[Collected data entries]
====

PR #200, opened 2018-10-17
Fixed bad parse query args

dgrr:


muesli:
Could you elaborate what exactly was broken before?

dgrr:
The error occurrs when you use query_params variable in a template (in this case I use `{{index .query_params "id"}}`). Request URI query is wrong parsed.
Basing on [rfc3986](https://tools.ietf.org/html/rfc3986#section-3) the Request URI is something like 
```[scheme:][//[userinfo@]host][/]path[?query][#fragment]```

If you make a request to `http://host:port/?id=90` the query parsed to [url.ParseQuery](https://godoc.org/net/url#ParseQuery) is `/?id=90` which in Go map will be `map["/?id"] = 90`.
So the value of `map["id"]` is missing because of the bad value parsing.

This commit tries to fix URI query parsing.

@muesli

muesli:
I see, that makes sense. Thanks for your contribution, much appreciated!

Issue #205, opened 2018-10-21
Improve Dockerfile


Coksnuss:
I found this repository today and wanted to try beehive. Unfortunately the Dockerfile seems broken as the `go get` command fails. I then tried the image that is hosted on Docker Hub and found that it is over two years old and contains an old binary of beehive.

Because of that I created my own Dockerfile for beehive. It uses the Docker multi-stage build feature and results in a MUCH smaller image (24.2 MB compared to 800 MB). Beehive is build with the `embed` option which makes it possible to use a single binary within an alpine container.

Feel free to integrate this file to the repository or provide it as an additional alternative to the existing ones.

```
FROM golang:1.11-alpine

RUN apk add -U --no-cache curl git make g++ && \
    curl "https://raw.githubusercontent.com/golang/dep/master/install.sh" | sh && \
    go get -d -v github.com/muesli/beehive && \
    cd ${GOPATH}/src/github.com/muesli/beehive && \
    make get-deps && \
    make


FROM alpine:3.8

RUN apk add -U --no-cache ca-certificates

WORKDIR /app

COPY --from=0 /go/src/github.com/muesli/beehive/beehive .

ENTRYPOINT ["./beehive"]
```

HenryQW:
LGTM, the Dockerfile is indeed out-dated and I haven't got time to update it, please PR this!

Coksnuss:
> You can use `scratch` instead of `alpine:3.8` to make it even smaller.

Good point but it refuses to run if i use `scratch`:

> standard_init_linux.go:190: exec user process caused "no such file or directory"

Furthermore it wouldn't contain the `ca-certificates` package which is important for crawling RSS feeds over HTTPS. Otherwise fetching would fail with

> ERRO[0085] [Fefe Blog]: https://blog.fefe.de/rss.xml: Get https://blog.fefe.de/rss.xml: x509: certificate signed by unknown authority

muesli:
I've pushed some updates to the `Dockerfile` in git master, and new docker images will from now on be automatically built on the docker hub.

PR #206, opened 2018-10-27
Add Dockerfile that creates a low-footprint image

schnz:
I moved the "old" Dockerfiles to a `legacy` directory and replaced them with the new Dockerfile (See #205 for more information).

Also rewrote the README.md


docker/Dockerfile
```diff
@@ -1,20 +1,20 @@
...
+WORKDIR /app
 
-# create a volume for the configuration persistence
-VOLUME /conf
+COPY --from=0 /go/src/github.com/muesli/beehive/beehive .
 
-# This form of ENTRYPOINT allows the beehive process to catch signals from the `docker stop` command
-ENTRYPOINT beehive -config /conf/beehive.conf -bind 0.0.0.0:8181 -canonicalurl ${CANONICAL_URL}
+ENTRYPOINT ["./beehive"]
+CMD ["-bind", "0.0.0.0:8181", "-canonicalurl", "http://localhost:8181"]
```
muesli: I think it would be nice to keep the canonicalurl an ENV var. This is essentially a user setting.

Coksnuss: You are right. Thats why these parameters are specified as `CMD` instead of `ENTRYPOINT` so that the user can override them when initially creating the container (also see README.md).

muesli: Interesting, I didn't know you could do that. I still wonder if that's common practice though? I've so far only seen projects using the ENV approach.

muesli:
I've now updated the Dockerfile with a bunch of your suggestions. Sorry it took that long, but I really wanted to make the switch to Go modules first.

I'd love hear your feedback on the current situation, though!

Coksnuss:
I would still use a combination of ENTRYPOINT and CMD in order to let the user customize the parameters that are being passed to beehive or at least favor CMD over ENTRYPOINT.

> I still wonder if that's common practice though?

I don't know if there is a 'common practice' with that. I think it highly depends on the use case.
Some images give the user total freedom by not specifying an entrypoint at all.
```
CMD ["nginx", "-g", "daemon off;"]
```

Other images allow the user to pass arbitrary parameters without supplying a default parameter
```
ENTRYPOINT [ "certbot" ]
```

I think for beehive it makes sense to have a default command that can be overridden by the user if he likes to change the listening interface (e.g. when using the `--network host` switch)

====

What you are asked to do: The required output is every line above that contains the string "instead".

Solution:
> You can use `scratch` instead of `alpine:3.8` to make it even smaller.
Coksnuss: You are right. Thats why these parameters are specified as `CMD` instead of `ENTRYPOINT` so that the user can override them when initially creating the container (also see README.md).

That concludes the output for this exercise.